Task to complete:
Output every record below exactly as it appears.

Information shown:
------------------------------------------------------------

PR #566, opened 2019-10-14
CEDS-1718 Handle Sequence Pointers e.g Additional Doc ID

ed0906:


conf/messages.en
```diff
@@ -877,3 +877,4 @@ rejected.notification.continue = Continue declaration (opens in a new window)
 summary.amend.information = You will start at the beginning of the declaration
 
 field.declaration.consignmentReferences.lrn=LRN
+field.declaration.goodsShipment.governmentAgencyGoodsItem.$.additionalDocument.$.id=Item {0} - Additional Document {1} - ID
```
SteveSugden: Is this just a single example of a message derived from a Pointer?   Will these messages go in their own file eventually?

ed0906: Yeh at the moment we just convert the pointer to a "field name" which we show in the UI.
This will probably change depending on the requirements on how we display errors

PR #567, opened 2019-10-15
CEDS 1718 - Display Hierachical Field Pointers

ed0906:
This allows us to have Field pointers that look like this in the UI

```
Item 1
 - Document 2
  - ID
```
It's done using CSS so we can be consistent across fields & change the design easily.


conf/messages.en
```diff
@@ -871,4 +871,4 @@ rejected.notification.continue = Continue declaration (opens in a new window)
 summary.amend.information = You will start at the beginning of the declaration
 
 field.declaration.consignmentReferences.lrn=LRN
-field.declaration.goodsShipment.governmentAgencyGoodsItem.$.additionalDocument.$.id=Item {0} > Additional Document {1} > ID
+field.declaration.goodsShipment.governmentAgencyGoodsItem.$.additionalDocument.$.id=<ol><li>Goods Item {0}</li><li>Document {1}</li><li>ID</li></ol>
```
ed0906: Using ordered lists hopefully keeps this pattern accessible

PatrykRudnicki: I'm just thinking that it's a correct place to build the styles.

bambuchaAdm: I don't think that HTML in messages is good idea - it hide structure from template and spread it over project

------------------------------------------------------------

Solution below:
PR #566, opened 2019-10-14
CEDS-1718 Handle Sequence Pointers e.g Additional Doc ID

ed0906:


conf/messages.en
```diff
@@ -877,3 +877,4 @@ rejected.notification.continue = Continue declaration (opens in a new window)
 summary.amend.information = You will start at the beginning of the declaration
 
 field.declaration.consignmentReferences.lrn=LRN
+field.declaration.goodsShipment.governmentAgencyGoodsItem.$.additionalDocument.$.id=Item {0} - Additional Document {1} - ID
```
SteveSugden: Is this just a single example of a message derived from a Pointer?   Will these messages go in their own file eventually?

ed0906: Yeh at the moment we just convert the pointer to a "field name" which we show in the UI.
This will probably change depending on the requirements on how we display errors

PR #567, opened 2019-10-15
CEDS 1718 - Display Hierachical Field Pointers

ed0906:
This allows us to have Field pointers that look like this in the UI

```
Item 1
 - Document 2
  - ID
```
It's done using CSS so we can be consistent across fields & change the design easily.


conf/messages.en
```diff
@@ -871,4 +871,4 @@ rejected.notification.continue = Continue declaration (opens in a new window)
 summary.amend.information = You will start at the beginning of the declaration
 
 field.declaration.consignmentReferences.lrn=LRN
-field.declaration.goodsShipment.governmentAgencyGoodsItem.$.additionalDocument.$.id=Item {0} > Additional Document {1} > ID
+field.declaration.goodsShipment.governmentAgencyGoodsItem.$.additionalDocument.$.id=<ol><li>Goods Item {0}</li><li>Document {1}</li><li>ID</li></ol>
```
ed0906: Using ordered lists hopefully keeps this pattern accessible

PatrykRudnicki: I'm just thinking that it's a correct place to build the styles.

bambuchaAdm: I don't think that HTML in messages is good idea - it hide structure from template and spread it over project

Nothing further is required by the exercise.